CII wants stronger fiscal and monetary assistance for business

While praising “the series of timely, well calibrated, and coordinated measures” that have already been implemented in response to the global uncertainty brought by the West Asia conflict, the top industry group CII on Sunday requested further monetary and fiscal policy concessions from the government and the RBI to overcome it.
“The Government and the RBI have reacted with speed, clarity, and coordination,” said Chandrajit Banerjee, director general of the CII. India’s policy framework is resilient and responsive to external shocks, as shown by the early steps taken to calm mood.
Simultaneously, CII noted that the situation is still changing, with underlying supply-side constraints in the energy, logistics, and trade sectors continuing beyond the initial phase. According to industry feedback, the initial set of policy actions has lessened the immediate effects, but several industries, notably MSMEs, exporters, and energy-intensive ones, are still experiencing operational and financial challenges.
Banerjee stated that “India’s experience during past crises has demonstrated that coordinated fiscal and monetary action can greatly increase resilience. ” The next stage of the policy response may thus need to prioritize trade cost management, targeted liquidity assistance, credit facilitation, and exchange rate stability.
The Finance Ministry has been urged by CII to introduce a time-bound Conflict-Linked Emergency Credit Line Guarantee Scheme (CL-ECLGS) that is modeled after the Emergency Credit Line Guarantee Scheme (ECLGS) that was implemented during the epidemic.
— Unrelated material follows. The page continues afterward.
PR #219, opened 2021-11-16
Protonic ghosts are nocopy and fix adv range for tin cup of mulligan stew

Malibu-Stacey:
As title.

Through government-backed guarantees, the CL-ECLGS would provide more collateral-free working capital to impacted businesses, with a focus on MSMEs, exporters, and gas-dependent industries.
Additionally, it has requested the RBI to think about a brief, well-defined three-month moratorium and restructuring window for MSMEs, particularly those engaged in exports and ancillary operations connected to export supply chains.
The CII statement states that the RBI may establish a Special Refinance Window for MSMEs and other impacted sectors, along with focused liquidity assistance via tools like Targeted Long Term Repo Operations (TLTRO), allowing banks and non-banking financial companies (NBFCs) to continue providing credit to productive industries at a fair cost.
Additionally, it said that the Ministry of Finance, in collaboration with the RBI, could offer industry—particularly MSMEs—immediate contractual and operational assistance by extending delivery timelines for Central and State PSU contracts by 3–4 months without triggering Liquidated Damages clauses, and by lowering Performance Bank Guarantee and Security Deposit requirements to minimal levels to alleviate liquidity problems. To help manage increasing input costs during the interruption time, temporary reductions in electricity rates may also be made available.
Additionally, CII has proposed that, in deserving cases, banks be given the power to reevaluate and improve working capital restrictions for a short period of time, especially for gas-dependent, export-oriented enterprises that are experiencing transient distress. A calibrated increase in cash credit limits of up to 20%, together with soft lending conditions throughout the interruption, would give significant operational relief.
It has requested a brief decrease or waiver of administrative banking expenses, such as loan processing costs, foreign exchange management fees, and documentation expenses, which could be taken into account for MSMEs and impacted industries.
Additional items on the CII wish list include a time-bound rationalization of the tax and duty system on energy inputs to lessen the cascading cost consequences of the interruption, accelerated depreciation benefits on capital goods, and that the Trade Receivables Discounting System (TReDS) platform may be more actively expanded across affected industrial clusters.